On a certain occasion the Exalted One addressed the monks, saying:

"Monks."

"Yes, Lord," replied those monks to the Exalted One.

The Exalted One said this:

"Monks, there are these three forms of training.

What three?

The training in the higher morality,
that in the higher thought
and that in the higher insight.

 

§

 

And what, monks, is the training in the higher morality?

Herein a monk lives virtuous,
restrained with the restraint of the obligations;
proficient in following the practice of right conduct
he sees danger in the slightest faults:
he takes up and trains himself
in the rules of morality.

This is called
'the training in the higher morality.'

And what, monks, is the training in the higher thought?
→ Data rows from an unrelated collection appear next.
PR #749, opened 2015-10-16
correct merging multiple XSDs from the same url namespace

jbarrus:
This resolves an issue I'm having with XSDs that import other XSDs with the same namespace url.  Using _.merge results in some values getting overwritten and the final wsdl definitions missing types.  Switching to the merge module's merge.recursive resolved the issue for me.  Sorry I don't have any test cases to demonstrate the problem/resolution.

### DIFF
--- a/lib/wsdl.js
+++ b/lib/wsdl.js
@@ -21,7 +21,7 @@ var selectn = require('selectn');
 var merge = require('merge');
 
 //shim defaultsDeep (it's not in lodash 2.x but is in lodash 3.x)
-var defaultsDeep = _.partialRight(_.merge, _.defaults);
+var defaultsDeep = _.partialRight(_.merge, _.default);
 
 var mergeMethod = merge.recursive;
 function set_merge_method(method) {
--- a/lib/wsdl.js
+++ b/lib/wsdl.js
@@ -20,6 +20,16 @@ var _ = require('lodash');
 var selectn = require('selectn');
 var merge = require('merge');
 
+var mergeMethod = merge.recursive;
+function set_merge_method(method) {
+  if (method === 'lodash') {
+    mergeMethod = _.merge;
+  } else if (method === 'merge') {
+    mergeMethod = merge.recursive;
+  }
+}
+
+
 var Primitives = {
   string: 1,
   boolean: 1,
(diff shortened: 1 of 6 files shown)


herom:
Thanks a lot for your contribution @jbarrus - we appreciate it a lot :+1: 

But, wouldn't it be sufficient to use `_.defaults` instead of `_.merge` in order to get the same result? (See lodash's API documentation on [_.defaults](https://lodash.com/docs#defaults)). If so, I'd prefer to use `lodash` as I'm not a fan of introducing new dependencies for new functions/methods - especially if they are a "one trick pony" :smiley:

jsdevel:
> If so, I'd prefer to use lodash as I'm not a fan of introducing new dependencies for new functions/methods - especially if they are a "one trick pony" :smiley:

Best comment I've read in a while @herom :smile:

herom:
I know it's against the whole "micro-service" thing, but I'm a fan of "if I already have a thing that is able to do it - use it" :smile_cat:

jbarrus:
I don't blame you, I wouldn't have accepted it either but I thought I'd give it a try :)  I love lodash so I would prefer to use that as well.  I still don't really know how merge.recursive differs from lodash merge, but this proves the discrepancy.

jbarrus:
Side note, I added a clear_cache method to wsdl.js and put it in a beforeEach for the tests.  The other test stuff should be removed after you can verify it, but clearing cache between tests is probably a good idea.

lib/wsdl.js
```diff
@@ -1957,5 +1975,13 @@ function open_wsdl(uri, options, callback) {
   return wsdl;
 }
 
+function clear_cache() {
+  WSDL_CACHE = {};
```
jsdevel: instead of assigning a new object, I feel you should delete all the properties using `Object.keys(WSDL_CACHE).forEach(key) {delete WSDL_CACHE[key];});` or something similar to avoid stale references from lingering around.

test/wsdl-parse-test.js
```diff
@@ -21,4 +27,69 @@ describe(__filename, function () {
       done( err );
     });
   });
+
+  it('should parse multiple xsd files with the same namespace using lodash merge', function (done) {
+    wsdl.set_merge_method('lodash.default');
```
jsdevel: This is extremely weird to me.  What is the purpose of this method?

jbarrus: It's test code that needs to be removed after being reviewed.  I'm only trying to demonstrate that merging the definitions from two XSDs does not work with lodash merge or lodash defaults.

lib/wsdl.js
jbarrus: I don't mind changing that, I don't think I've seen that problem before.  Is there some basis for this other than a feeling?

jsdevel: It's generally better to clear object references to avoid bugs down the road.  I've been bitten by this many times, so it's more about experience rather than a feeling.

jbarrus: Okay, I guess I can see where it could make a difference.  If another reference had been created to WSDL_CACHE, it would be left with the old values if WSDL_CACHE was just reassigned.

jbarrus:
Does this make sense yet?  Can I remove the test cases that show the problems with lodash merge and defaults?

Issue #748, opened 2015-10-15
Possible Array serialization issue


theanimal666:
Hallo,

First of all thanks for this great library.

I'm working on an API and having troubles because of the way arrays get serialized into the request body.

My input object looks like:

```
{
options:
  [{
   option: {
      optionName: 'optname1',
      optionValue: 'value1'
    }
   },{
    option: {
      optionName: 'optname2',
      optionValue: 'value2'
    }
 }]
}
```
it gets serialized to:
```
<options>
   <option>
       <optionName>optname1</optionName>
       <optionValue>value1</optionValue>
   </option>
</options>
<options>
   <option>
       <optionName>optname2</optionName>
       <optionValue>value2</optionValue>
   </option>
</options>
```

while the server expects it to be formatted as:
```
<options>
   <option>
       <optionName>optname1</optionName>
       <optionValue>value1</optionValue>
   </option>
   <option>
       <optionName>optname2</optionName>
       <optionValue>value2</optionValue>
   </option>
</options>
```

I found the responsible code (llib/wsdl.js l: 1528..) and implemented a fix in my local fork but this causes several tests to fail.
I'm not really deep into this SOAP/XML stuff an therefore i'm not sure if that is a issue of the library or just bug in the servers SOAP server implementation.

thanks in advance for you help,
kind regards

jsdevel:
please open a PR

PR #750, opened 2015-10-16
Fix Array serialization

theanimal666:
This PR is not to be merged (test are failing!) it's just to demonstrate the issue originally described in https://github.com/vpulim/node-soap/issues/748, 

original issue text below:

Hallo,

First of all thanks for this great library.

I'm working on an API and having troubles because of the way arrays get serialized into the request body.

My input object looks like:

```
{
options:
  [{
   option: {
      optionName: 'optname1',
      optionValue: 'value1'
    }
   },{
    option: {
      optionName: 'optname2',
      optionValue: 'value2'
    }
 }]
}
```
it gets serialized to:
```
<options>
   <option>
       <optionName>optname1</optionName>
       <optionValue>value1</optionValue>
   </option>
</options>
<options>
   <option>
       <optionName>optname2</optionName>
       <optionValue>value2</optionValue>
   </option>
</options>
```

while the server expects it to be formatted as:
```
<options>
   <option>
       <optionName>optname1</optionName>
       <optionValue>value1</optionValue>
   </option>
   <option>
       <optionName>optname2</optionName>
       <optionValue>value2</optionValue>
   </option>
</options>
```

I found the responsible code (llib/wsdl.js l: 1528..) and implemented a fix in my local fork but this causes several tests to fail.
I'm not really deep into this SOAP/XML stuff an therefore i'm not sure if that is a issue of the library or just bug in the servers SOAP server implementation.

thanks in advance for you help,
kind regards

### DIFF
--- a/lib/wsdl.js
+++ b/lib/wsdl.js
@@ -1525,14 +1525,15 @@ WSDL.prototype.objectToXML = function(obj, name, namespace, xmlns, isFirst, xmln
   }
 
   // start building out XML string.
+  var correctOuterNamespace;
   if (Array.isArray(obj)) {
     for (var i = 0, item; item = obj[i]; i++) {
-      var arrayAttr = self.processAttributes(item),
-          correctOuterNamespace = parentNamespace || ns; //using the parent namespace if given
+      var arrayAttr = self.processAttributes(item);
+      correctOuterNamespace = parentNamespace || ns; //using the parent namespace if given
 
-      parts.push(['<', correctOuterNamespace, name, arrayAttr, xmlnsAttrib, '>'].join(''));
+      if( i === 0 ) parts.push(['<', correctOuterNamespace, name, arrayAttr, xmlnsAttrib, '>'].join(''));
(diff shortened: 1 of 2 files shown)


theanimal666:
Hi, 

As written im the PR i DID NOT WANT this to be merged - I KNOW that there are tests missing. 
My Point was that i wanted to know if this is really a bug in the library - or the expected bahaviour...

kind regards

jsdevel:
> i wanted to know if this is really a bug in the library - or the expected bahaviour

I think if it doesn't follow the standards then its a bug.

theanimal666:
i fixed the issue in a fork as i need it for a project. As i'm not into SOAP internals I HAVE NO IDEA what the standard here is... (already wrote that in the initial PR) 
So before i get my hand dirty implementing tests for the fix i simply wanted to know if it's worth the work as i'm not into the code and it would require quite some time for me to provide tests.

kind regards

LeandroFavero:
I have the same problem. Delphi use this "standard" and a TOTVS (https://www.totvs.com/) too.

My idea is has an option in module, to setup each kind of serialization use.

PR #753, opened 2015-10-16
improve array handling

jbarrus:
This isn't really complete and I was hoping for some feedback.  I have found that the array handling is only working correctly for me if the result has more than one element by the same name.  It looks like it fails to read the schema correctly and is only formatting arrays correctly by implying, rather than using the schema.  I think it's trying to add '[]' to the end of names hint this, but only under a condition I didn't really understand and am not hitting in the schemas I am working with (something to do with ref being used I think).

Thanks for your work on this library, it's great!

The example assumes items1 and item2 have a schema something like this:
```xsd
<xsd:sequence>
  <xsd:element ref="itemElement" minOccurs="0" maxOccurs="unbounded"/>
</xsd:sequence>
```

before change:

```xml
<items1>
  <item>
    <name>test1</name>
  </item>
</items1>
<items2>
  <item>
    <name>test1</name>
    <name>test2</name>
  </item>
</items2>
```

```javascript
{
  items1: {item: {name: 'test1'}},
  items2: [
    {name: 'test1'},
    {name: 'test2'}
  ]
}
```

after change:

```xml
<items1>
  <item>
    <name>test1</name>
  </item>
</items1>
<items2>
  <item>
    <name>test1</name>
    <name>test2</name>
  </item>
</items2>
```

```javascript
{
  items1: [
    {name: 'test1'}
  ],
  items2: [
    {name: 'test1'},
    {name: 'test2'}
  ]
}
```


jsdevel:
Looks good to me.

lib/wsdl.js
```diff
@@ -883,6 +885,9 @@ ElementElement.prototype.description = function(definitions, xmlns) {
 
         if (this.$ref) {
           element = elem;
+          if (arrayHint) {
```
herom: As `arrayHint` is guaranteed to be set correctly after its initialization, I would say it's unneccessary to check for `arrayHint` to be truthy before setting it. Just do `element.arrayHint = arrayHint;`  which should be save as it's either `false` or `true` :smiley:

lib/wsdl.js
```diff
@@ -898,6 +903,10 @@ ElementElement.prototype.description = function(definitions, xmlns) {
       else {
         if (this.$ref) {
           element = definitions.descriptions.types[typeName];
+
+          if (arrayHint) {
+            element.arrayHint = true;
```
herom: Same as above :+1:

jbarrus:
I tried this out on a few different requests and found that this causes issues with other elements that are not arrays.  It looks like adding [] to the name affects the usage of an element, not the element definition itself.  Adding the arrayHint property affects the element, so all usages of the element become arrays.

This can be overcome by adding ```_.cloneDeep()``` where typeElement.description(...) is called so that the original is not affected.  I'm not sure what other negative impact this might have though.

jsdevel:
Thank you for closing.

PR #756, opened 2015-10-20
Fix xml namespace/element/type handling

raymondfeng:
/to @jsdevel 

The PR improves the XML namespace handling for JSON to XML transformation. 

1. Introduce a `NamespaceContext` class in `lib/nscontext.js` to keep track of namespace prefix/uri mappings and declarations in the hierarchy. 

2. Rename the variables so that they are consistent with XML terminology to avoid confusions.

3. With 1, if the same prefix/uri mapping is declared at ancestor elements, we don't repeat such `xmlns:prefix=uri`

4. Fix some test cases that reference the wrong element names

5. Fix/enhance the resolution to various schema objects, such as local element, global element, element ref, type ref. Better handing the local element qualification form.

6. Fix the allowed child elements based on XML schema spec, for example, `sequence` can be a child element of `sequence`.

Please review.


jsdevel:
The changes look very promising.  I have a couple of questions:

1. Why rename `DummyFilterString` to `DummyStringFilter`?
2. Why were request response samples (not related to `DummyFilterString`) changed?

raymondfeng:
> 1. Why rename DummyFilterString to DummyStringFilter?

`DummyStringFilter` is the element name defined in the XSD.

> 2. Why were request response samples (not related to DummyFilterString) changed?

It's related to item 3 to dedup the prefix/uri declarations at child levels.

test/wsdl-test.js
```diff
@@ -89,6 +89,18 @@ wsdlStrictTests['should handle element ref'] = function(done) {
   });
 };
 
+wsdlStrictTests['should handle type ref'] = function(done) {
+  var expectedMsg = require('./wsdl/typeref/request.xml.js');
+  var req_json = require('./wsdl/typeref/request.json');
```
jsdevel: camelCase variable name

test/wsdl/elementref/bar1.xsd
```diff
@@ -5,34 +5,30 @@
     <xsd:element name="paymentRq">
         <xsd:complexType>
             <xsd:sequence>
-                <xsd:sequence>
```
jsdevel: are these changes needed herein?  or is it a cleanup to avoid redundancy?

test/request-response-samples/addList__complex_extension_namespace_for_arrays/request.xml
```diff
@@ -1 +1 @@
...
...ite.com" xmlns:platformMsgs="urn:messages_2013_2.platform.webservices.netsuite.com" xmlns:platformFaults="urn:faults_2013_2.platform.webservices.netsuite.com"><soap:Body><platformMsgs:addList xmlns:platformMsgs="urn:messages_2013_2.platform.webservices.netsuite.com" xmlns="urn:messages_2013_2.platform.webservices.netsuite.com"><platformMsgs:record xsi:type="ns1:Contact" xmlns:ns1="urn:relationships_2013_2.lists.webservices.netsuite.com"><ns1:firstName>First-1400867779067</ns1:firstName><ns1:lastName>Sullivan</ns1:lastName><ns1:phone>800-555-2819</ns1:phone><ns1:subsidiary internalId="1" xsi:type="platformCore:RecordRef" xmlns:platformCore="urn:core_2013_2.platform.webservices.netsuite.com"></ns1:subsidiary></platformMsgs:record><platformMsgs:record xsi:type="ns1:Contact" xmlns:ns1="urn:relationships_2013_2.lists.webservices.netsuite.com"><ns1:firstName>aLFirst-1400867779067</ns1:firstName><ns1:lastName>Sullivan</ns1:lastName><ns1:phone>800-555-2819</ns1:phone><ns1:subsidiary internalId="1" xsi:type="platformCore:RecordRef" xmlns:platformCore="urn:core_2013_2.platform.webservices.netsuite.com"></ns1:subsidiary></platformMsgs:record></platformMsgs:addList></soap:Body></soap:Envelope>
```
jsdevel: Isn't it now an error that `platformCore` isn't declared?

jsdevel: Nvm.  I see now that it is declared on the element that needs it.

jsdevel:
@raymondfeng have you provided tests for item 6?

jsdevel:
> Fix some test cases that reference the wrong element names

Why weren't these failing before?

test/wsdl-test.js
raymondfeng: sure

test/wsdl/elementref/bar1.xsd
raymondfeng: I just cleaned up to avoid redundancy. With the proposed changes, the nesting sequence is supported too. I can add it back.

raymondfeng:
If the code fails to look up a schema object by name, it assumes that element is under the parent namespace. And it works by coincidence.

raymondfeng:
I fixed the camelCase and nesting sequence.

lib/wsdl.js
```diff
@@ -1877,28 +1982,24 @@ WSDL.prototype._xmlnsMap = function() {
 
 var WSDL_CACHE = { };
 
-/* 
-  Have another function to load previous WSDLs as we
-  don't want this to be invoked externally (expect for tests)
-  This will attempt to fix circular dependencies with XSD files, 
-  Given
-
-    file.wsdl
```
jsdevel: I like this formatting, but see now that each line should start with `*`.  Can you add that?

jsdevel:
Overall it looks good to me.  I'd just go through it and ensure that each change was intended (no auto indending etc.).  I'd also like @herom to review this.

lib/wsdl.js
raymondfeng: Sure, that's messed up from the merge.

raymondfeng:
@jsdevel Thanks for the review. I'm still not happy about the JSON to XML object mapping as-is. The `description` phase already builds up the tree of elements as the template for XML structure. We should reuse that knowledge to greatly simplify the mapping code and improve performance.

lib/client.js
```diff
@@ -6,9 +6,11 @@
 "use strict";
 
 function findKey(obj, val) {
```
jsdevel: can we extract this out into a utility file?

jsdevel:
>  I'm still not happy about the JSON to XML object mapping as-is.

I hear you.  `NamespaceContext` is going to be a great step in moving us more towards a robust soap library though, so I'm glad you've done this work!

> The description phase already builds up the tree of elements as the template for XML structure. We should reuse that knowledge to greatly simplify the mapping code and improve performance.

Couldn't agree more.

lib/client.js
raymondfeng: Sure

jsdevel:
Another great PR @raymondfeng !  Thank you!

Herein a monk, remote from sensual desires,
aloof from unprofitable states of mind,
enters on the first musing
which is accompanied by thought directed and sustained,
born of seclusion,
zestful and easeful,
and abides therein.

Then, by calming down thought directed and sustained,
he enters on that inward calm,
that single-minded purpose,
apart from thought directed and sustained,
born of mental balance,
zestful and easeful,
which is the second musing,
and abides therein.

Then by the fading out of zest
he becomes balanced
and remains mindful and composed,
and experiences with the body
that happiness of which the Ariyans aver:

'The balanced, thoughtful man lives happily,'

and he enters on the third musing
and abides therein.

Then, by rejecting pleasure and pain alike,
by the coming to an end
of the joy and sorrow which he had before,
he enters and abides in the fourth musing,
free of pain and free of pleasure,
a state of perfect purity
of balance and equanimity.

This is called
'the training in the higher thought.'

And what, monks, is the training in the higher insight?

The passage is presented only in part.